How to complete this task = What lines in the data below mention the string "volume"? Copy them out.

Dataset =
>>>
PR #2729, opened 2026-09-02
Bugfix/prometheus in sandbox failing volume mount

frankcorneliusmartin:
Prometheus failed to start in the Sandbox environment as the volume mount location was missing.


daniel-chou-rainho (commented):
LGTM

Issue #2736, opened 2026-09-09
[Bug] Chunk size not set for large run-data


tim-hendriks:
**Describe the bug**
  `UwsgiChunkedStream` in `vantage6-server/vantage6/server/resource/blobstream.py`  passes a byte count to `uwsgi.chunked_read()`, but that argument is a per-call **timeout in seconds** (the uwsgi Python API documents a default of 4), not a size:

  ```python
  def __init__(self, chunk_size=4096):
      """
      Initialize the UwsgiChunkedStream.
      """
      self.chunk_size = chunk_size
  ...
      chunk = uwsgi.chunked_read(self.chunk_size)
  ```

  So the default `chunk_size=4096` is really a **4096-second (≈68 minute) read
  timeout**. Two consequences:

  1. A client that begins a chunked upload and then stalls mid-body holds the request open for over an hour instead of failing fast.
  2. The name misleads. A reader of `read(size)` reasonably assumes reads are bounded at 4 KiB.

**To Reproduce**
  1. Start a server with the large run-data store enabled.
  2. `POST /api/blobstream` with `Transfer-Encoding: chunked`.
  3. Send one chunk, then hold the connection open without sending more and without closing it.
  4. The request remains open for ~4096 seconds rather than timing out.

**Expected behavior**
 Reads should use a bounded, sensible timeout.

**Additional context**
  Affects both maintained lines, with the same code in both:

  - v4: `vantage6-server/vantage6/server/resource/blobstream.py` (L281–306 on `release/4.16`)
  - v5: `vantage6-hq/vantage6/hq/resource/blobstream.py` (L284–309 on `main`)

  Suggested fix:

  ```python
  _DEFAULT_CHUNKED_READ_TIMEOUT_S = 30

  def __init__(self, read_timeout_seconds: int = _DEFAULT_CHUNKED_READ_TIMEOUT_S):
      self.read_timeout_seconds = read_timeout_seconds
  ...
      chunk = uwsgi.chunked_read(self.read_timeout_seconds)
  ```

PR #2744, opened 2026-09-15
Size chunked run-data uploads below the uwsgi per-part limit

tim-hendriks:
Chunked uploads used DEFAULT_CHUNK_SIZE, 1 MiB, as the size of each HTTP chunk on the wire. uwsgi refuses a chunked-input part strictly larger than --chunked-input-limit, whose built-in default is also 1 MiB (core/init.c sets chunked_input_limit = 1024*1024; the check in core/buffer.c is `len > limit`). That left the upload paths in two states:

- Direct client uploads and the node proxy's encrypted path (AES-CTR is length-preserving) sent parts of exactly 1 MiB — at 100% of the limit with zero headroom, passing only because the comparison is strict.
- The node proxy's path for unencrypted collaborations base64-encodes the stream, inflating a 1 MiB read to a ~1.37 MiB part, which uwsgi rejects with "unable to receive chunked part". The endpoint turned that into a generic 500, so it presented as a flaky upload rather than a sizing bug. Any result over ~768 KiB on that path failed deterministically.

Also fix UwsgiChunkedStream passing a byte count where uwsgi.chunked_read() expects a per-call timeout in seconds: the default chunk_size=4096 was really a ~68-minute read timeout, letting a stalled client hold a gevent worker for over an hour. Reads now use an explicit 30-second timeout, and a rejected part returns a 400 recommending the client part size instead of a bare 500.

Fixes vantage6/vantage6#2736


MarlouvS (approved):
Ziet er prima uit, weet alleen zelf inhoudelijk niet veel van UwsgiChunkedStream

vantage6-common/vantage6/common/globals.py
```diff
@@ -59,9 +59,24 @@
...
+# built-in default is 1 MiB): uwsgi counts each part plus its 2-byte CRLF
+# framing against that limit, so the largest usable part is limit - 2 and
+# anything bigger fails with ``IOError: unable to receive chunked part``.
+HTTP_UPLOAD_CHUNK_SIZE = 256 * 1024  # 256 KiB
+
+# Per-part cap (in bytes) that `v6 server start` passes to uwsgi as
+# ``--chunked-input-limit`` (server.sh sets the same value inline).
+# Deliberately much larger than ``HTTP_UPLOAD_CHUNK_SIZE`` so the friendly
+# client always has headroom, and small enough to reject obviously hostile
+# bodies before they consume server memory.
```
bartvanb, line 77: These are typical LLM-verbose explanations - we'd prefer to keep them shorter so that it's more human-readable

vantage6-node/vantage6/node/proxy_server.py
```diff
@@ -509,7 +509,9 @@ def stream_handler_post() -> FlaskResponse:
     url = f"{server_url}/blobstream"
     log.debug("Making proxied POST request to %s", url)
 
-    encrypted_stream = client.cryptor.encrypt_stream(request.stream, pubkey_base64)
+    encrypted_stream = client.cryptor.encrypt_stream(
+        request.stream, pubkey_base64, chunk_size=HTTP_UPLOAD_CHUNK_SIZE
```
bartvanb, line 513: I think these changes are not really necessary as you're providing a value that is already the default

vantage6-common/vantage6/common/globals.py
bartvanb: (btw on v5 branches we now have AGENTS.md where one of our instructions to LLM is not to make superlong comments that humans don't read)

vantage6-server/vantage6/server/resource/blobstream.py
```diff
@@ -264,6 +267,27 @@ def post(self):
...
         except Exception as e:
+            # "unable to receive chunked part" is the error uwsgi raises
+            # *most commonly* when a single chunked-input part exceeds
+            # ``--chunked-input-limit``, but the same error string can come
+            # from other transport-level issues (client disconnects mid-part,
+            # malformed chunk framing, …). Because we can't know which one
+            # we hit, the response is a generic 400 — a 413 would assert
+            # too much. The enforced limit lives in uwsgi's own
+            # configuration, so the message recommends the client-side part
+            # size rather than quoting a number this process cannot verify.
```
bartvanb, line 278: Could you shorten / remove this as well? The error message below should already clarify what is going on

vantage6-server/vantage6/server/resource/blobstream.py
```diff
@@ -264,6 +267,27 @@ def post(self):
...
+            if "unable to receive chunked part" in str(e).lower():
```
bartvanb, line 279: I think it's dangerous to catch an error like this, because we don't know if the error message wil change. Usually it'd be safer to catch error type - can you comment on why you did it like this?

vantage6-server/vantage6/server/resource/blobstream.py
```diff
@@ -264,6 +267,27 @@ def post(self):
...
+                log.error("Chunked upload rejected for run data %s: %s", result_uuid, e)
+                return {
+                    "msg": (
+                        "Upload rejected while receiving a chunked-input "
+                        "part — a part likely exceeded the server's "
+                        "per-part limit. The vantage6 client sends parts "
+                        f"of {HTTP_UPLOAD_CHUNK_SIZE} bytes; if you are "
+                        "calling the API directly, use a similar part "
+                        "size. Check the server logs to confirm the cause."
```
bartvanb, line 288: this can be shorter as well :-)

bartvanb (changes requested):
Looks good, pretty minor comments, mostly on style. At least for the time being, we want to ensure the vantage6 code stays as readable as possible which means being rather strict on verbosity of LLM comments / error messages. They tend to get so long and often rather technical that they are hard to read.

We've recently tried to address this in release/5.0 branch by adding an AGENTS.md that says LLMs shouldn't be too lengthy in their comments - maybe also place that on v4 branch

PR #2746, opened 2026-09-15
Fix repeated password reset requests silently failing after the first

### LINKED ISSUE #2267: [Bug] password reset broken on second attempt
**Describe the bug**
Once a password reset has been requested, it cannot be requested again.

**To Reproduce**
1. Request password reset
2. Wait
3. Request again

**Screenshots**
Example logs:
```
2025-09-17 09:50:21 - recover        - INFO     - Password reset requested for 'lsago'
Traceback (most recent call last):
  File "src/gevent/greenlet.py", line 900, in gevent._gevent_cgreenlet.Greenlet.run
  File "/vantage6/vantage6-server/vantage6/server/resource/recover.py", line 170, in _handle_password_recovery
    dt.datetime.now(dt.timezone.utc)
TypeError: can't compare offset-naive and offset-aware datetimes
2025-09-17T09:50:21Z <Greenlet at 0x734b1f300f40: _handle_password_recovery(<Flask 'vantage6-server'>, None, lsago@example.com', {'description': 'Vantage6 Server for ....<vantage6.backend.common.mail_service.MailService )> failed with TypeError
```

**Details**
 - Vantage6: 4.12.2
 - Postgres 16 as database

**Additional context**
 https://github.com/vantage6/vantage6/pull/1707
https://github.com/vantage6/vantage6/pull/1807

tim-hendriks:
Closes #2267

`last_email_recover_password_sent` is a naive `DateTime` column. The throttle in  `_handle_password_recovery` compared the naive value read back from the database  against an aware `datetime.now(timezone.utc)`, which raises
`TypeError: can't compare offset-naive and offset-aware datetimes`. The check runs  in a gevent greenlet after the 200 response has already been sent, so the error was  swallowed. Since the timestamp is never cleared, every later reset request for  that user died the same way. After the first reset email a user ever received,  self-service password reset was permanently broken for them.

Fixed by utilizing `.replace(tzinfo=timezone.utc)` to attach the UTC label without changing the actual value (as opposed to astimezone() which would assume the servers local timezone and make an incorrect conversion).


vantage6-server/tests_server/test_models.py
```diff
@@ -103,6 +103,29 @@ def test_duplicate_user(self):
 
         session.session.remove()
 
+    def test_last_email_recover_password_sent_survives_db_round_trip(self):
```
tim-hendriks, line 106: As is probably fairly obvious by phasing, tests written with the help of Claude. At the same time I couldn't really find an argument to make changes here. Let us know what your stance on this is, of course we can alter them or remove them before review if you feel like it's a time waste.

MarlouvS (approved):
In mijn optiek is meer testen altijd goed

vantage6-server/vantage6/server/resource/recover.py
```diff
@@ -168,7 +168,7 @@ def _handle_password_recovery(
     # check that email has not already been sent recently
     email_sent_recently = user.last_email_recover_password_sent and (
         dt.datetime.now(dt.timezone.utc)
-        < user.last_email_recover_password_sent
+        < user.last_email_recover_password_sent.replace(tzinfo=dt.timezone.utc)
```
bartvanb, line 171: Now we're converting database-stored timestamps to UTC. I wonder if it is not better to automatically store all timestamps in the database as UTC - not sure how that can be done but pretty sure it's possible. 

Doing it that way is I think better to prevent this type of bug in the future. If you agree, we should maybe create an issue to pick this up (only v5?)

vantage6-server/tests_server/test_models.py
```diff
@@ -103,6 +103,29 @@ def test_duplicate_user(self):
...
+        user = User(username="reset-pw-user", email="reset-pw-user@org.org")
+        user.last_email_recover_password_sent = sent_at
+        user.save()
+
+        # force a reload from the database, as happens the second time
+        # `_handle_password_recovery` looks up the user
+        reloaded_user = User.get_by_username("reset-pw-user")
+        stored = reloaded_user.last_email_recover_password_sent
+        self.assertIsNone(stored.tzinfo)
+        self.assertEqual(stored.replace(tzinfo=datetime.timezone.utc), sent_at)
```
bartvanb, line 127: I'm a bit confused by this test, doesn't it just pass always unless the database manipulates the timestamp? Would it not be a more informative test if the `sent_at` timestamp is not a UTC timestamp?

bartvanb (approved):
Looks good, please have a look at the comments before merging

PR #2749, opened 2026-09-16
V4/bugfix/2737 after delete listener leak

### LINKED ISSUE #2737: [Bug] After delete listener leak
**Describe the bug**
`AzureStorageService.__init__` registers a SQLAlchemy `after_delete` listener on the `Run` **class**:

  ```python
  # vantage6-server/vantage6/server/service/azure_storage_service.py:66
  event.listen(Run, "after_delete", self.delete_blob_after_run_delete)
  ```
  The target is the mapped class, which is global and lives as long as the process, and the listener is a bound method of that particular instance. Nothing ever removes it. So every `AzureStorageService` that gets constructed adds one more listener that fires on every subsequent `Run` deletion, for the lifetime of the server.

 Instances are not constructed once. `cleanup_runs_data` builds a fresh one on each call:

  ```python
  # vantage6-server/vantage6/server/controller/cleanup.py:27
  storage_adapter = AzureStorageService(azure_config)
  ```

  and that function is called in an unbounded loop by the background cleanup worker:
 
  ```python
  # vantage6-server/vantage6/server/__init__.py:879-895
  def __runs_data_cleanup_worker(self):
      while True:
          try:
              cleanup.cleanup_runs_data(...)
          ... 
          time.sleep(3600)
  ```

The listener re-raises on failure:

  ```python
  # azure_storage_service.py:147-161
  def delete_blob_after_run_delete(self, mapper, connection, target):
      if target.blob_storage_used:
          try:
              if target.result:
                  self.delete_blob(target.result)
              ... 
          except Exception as e:
              error_msg = f"Failed to delete blob for run {target.id}: {e}"
              log.error(error_msg)
              raise RuntimeError(error_msg)
  ```

**To Reproduce**
  1. Configure a server with `large_result_store` (Azure) **and** `runs_data_cleanup_days`.
  2. Start it. Two adapters now exist: one from `setup_large_result_store`, one from the
     first `cleanup_runs_data` call. 
  3. Create a task whose run data goes to blob storage, so `Run.blob_storage_used` is true.
  4. Delete that `Run`.
  5. The deletion fails with `RuntimeError: Failed to delete blob for run <id>:
     ResourceNotFoundError`, and the row remains in the database.

**Expected behavior**
  The listener should be registered once per process regardless of how many adapter instances are created, and a single `Run` deletion should attempt each stored entry  exactly once.

**Additional context**

  Present on both maintained lines, with the same structure:

  - v4 `release/4.16`: `azure_storage_service.py:66`, `controller/cleanup.py:27`,
    `server/__init__.py:879-895`
  - v5 `main`: `vantage6-hq/vantage6/hq/service/azure_storage_service.py:67`,
    `vantage6-hq/vantage6/hq/controller/cleanup.py:29`,
    `vantage6-hq/vantage6/hq/__init__.py:411-427`

tim-hendriks:
AzureStorageService init registered its SQLAlchemy after_delete listener on the mapped Run class, a process-lifetime target that never releases what is registered against it. Every construction therefore added one more listener, and all of them fired on every Run deletion.

Fixed by registering the Run delete cascade once per process. A single module-level listener is attached the first time a usable service is built. The server's storage service in the cleanup worker now takes the service as a parameter and the app passes the one it built at startup.

Closes #2737


MarlouvS (commented):
Dit heeft alleen invloed op handmatige deletion van runs toch? Of wordt dit proces nog op andere momenten aangeroepen?

vantage6-server/vantage6/server/controller/cleanup.py
```diff
@@ -11,20 +11,26 @@
...
     ----------
-    days : int
-        The number of days after which results should be cleared.
+    config : dict
+        Server configuration.
+    storage_adapter : AzureStorageService | None
+        Service for the large result store, or None when it is not
+        configured.
+    include_input : bool
+        Whether to clear the `input` field as well as the `result` field.
```
bartvanb, line 31: Thanks for fixing this.
I would prefer to not make the storage_adapter a separate argument in this function though, this code change appears to be not really necessary and fewer args to a function is preferable to me. Only when I check now, the issue with the old code might be that storage_adapter was in some cases not defined right? So then it should be something like 
```
storage_adapter = AzureStorageService(azure_config) if azure_config else None
```

vantage6-server/vantage6/server/service/azure_storage_service.py
```diff
@@ -12,11 +12,23 @@
 log = logging.getLogger(module_name)
 
 
+def _delete_blob_after_run_delete(mapper, connection, target) -> None:
+    """
+    Forward a ``Run`` deletion to the active storage service.
+    """
+    service = AzureStorageService._active
+    if service is not None:
+        service.delete_blob_after_run_delete(mapper, connection, target)
```
bartvanb, line 21: Why did you choose to put this function outside the class?

bartvanb (changes requested):
very minor comments. Nice find and decent fix

PR #2752, opened 2026-09-18
Read `require_algorithm_pull` from `policies` in the k8s container manager

### LINKED ISSUE #2732: Node ignores `policies.require_algorithm_pull` (reads `node.require_algorithm_pull`); locally built algorithm images can never run
**Component:** node (`vantage6/node/k8s/container_manager.py`) and node Helm chart.

**Describe the bug**
The node chart renders the setting into the node config as
```yaml
policies:
  require_algorithm_pull: false
```
(`templates/node-configmap.yml`, from `.Values.node.policies.require_algorithm_pull`), but the node reads it from a different place:
```python
require_algorithm_pull = self.ctx.config.get("node", {}).get("require_algorithm_pull", True)
```
so the value is always the default `True` and every algorithm job is created with `imagePullPolicy: Always`. An image that exists only in the cluster's Docker/containerd (the documented way to test an algorithm locally) fails with `ErrImagePull` / status "non-existing Docker image", even with `require_algorithm_pull: false` set as documented.

**To reproduce**
1. Build an algorithm image locally (e.g. `docker build -t myalg:0.1 .`) on a cluster that shares the Docker daemon (colima/k3s or Docker Desktop).
2. Set `node.policies.require_algorithm_pull: false` in the node chart values / node config as documented.
3. Create a task with image `myalg:0.1`.
4. Job is created with `imagePullPolicy: Always`; pod shows `ErrImagePull`, task status "non-existing Docker image".

**Expected behavior**
`container_manager.py` should read `policies.require_algorithm_pull` (where the chart, the config template and the docs put it), or the chart should also write `node.require_algorithm_pull`.

**Workaround**
Patch the ConfigMap by hand and restart the node (`helm upgrade` reverts it):
```
kubectl -n <ns> get configmap <release>-configmap -o jsonpath='{.data.config\.yml}' > cfg.yml
printf 'node:\n  require_algorithm_pull: false\n' >> cfg.yml
kubectl -n <ns> create configmap <release>-configmap --from-file=config.yml=cfg.yml --dry-run=client -o yaml | kubectl apply -f -
kubectl -n <ns> rollout restart deployment/<release>
```

**Environment**
vantage6 5.0.2 (CLI, node, algorithm tools); colima 0.10.3 with k3s v1.35.0 on macOS 26.6 (Apple silicon), Docker runtime.

Found while building a federated ALD registry (Amsterdam UMC / UK Leipzig) on vantage6.

developer-rpai:
## Bug

The node Helm chart (`charts/node/templates/node-configmap.yml`) renders the setting into the node config as:

```yaml
policies:
  require_algorithm_pull: false
```

and the documented node configuration (`docs/node/node_config.yaml`) places it under `policies` as well. But `ContainerManager.run()` in `vantage6-node/vantage6/node/k8s/container_manager.py` read it from a different place:

```python
require_algorithm_pull = self.ctx.config.get("node", {}).get("require_algorithm_pull", True)
```

So the documented setting had no effect: the value was always the default `True`, and every algorithm job was created with `imagePullPolicy: Always`. An image that exists only in the cluster's local container runtime (the documented way to test an algorithm locally) fails with `ErrImagePull` / status "non-existing Docker image", even with `policies.require_algorithm_pull: false` set.

## Fix

Read the setting from `policies` via the existing `NodePolicy.REQUIRE_ALGORITHM_PULL` constant, consistent with the chart, the docs, and the rest of the node code (e.g. `_setup_policies` in the same file reads `config.get("policies", {})`):

```python
# The node Helm chart and the documented node configuration place this
# setting under ``policies`` (not under ``node``).
require_algorithm_pull = self.ctx.config.get("policies", {}).get(
    NodePolicy.REQUIRE_ALGORITHM_PULL.value, True
)
```

`NodePolicy` was already imported in this module; no new dependencies. The default stays `True`, so behavior is unchanged for configs that don't set the option.

## Test evidence

Added `vantage6-node/tests_node/test_require_algorithm_pull.py` (unittest, same style as the existing `tests_node` tests). It exercises `ContainerManager.run()` end-to-end with a mocked cluster: it captures the `V1Job` passed to `create_namespaced_job` and asserts on the container's `imagePullPolicy`.

- `policies.require_algorithm_pull: false` -> `IfNotPresent` (this case **fails before the fix** with `Always`, reproducing the reported bug; passes after)
- `policies.require_algorithm_pull: true` -> `Always`
- no setting at all -> `Always` (default preserved)

Run: `python -m unittest discover -s vantage6-node/tests_node` -> all 9 tests OK (6 existing + 3 new).

Also verified the pre-existing ruff findings on `container_manager.py` are unchanged by this patch, and `ruff format --check` / `ruff check` are clean on both changed files.

Fixes #2732


bartvanb:
Already fixed in https://github.com/vantage6/vantage6/pull/2748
<<<
Result =
Bugfix/prometheus in sandbox failing volume mount
Prometheus failed to start in the Sandbox environment as the volume mount location was missing.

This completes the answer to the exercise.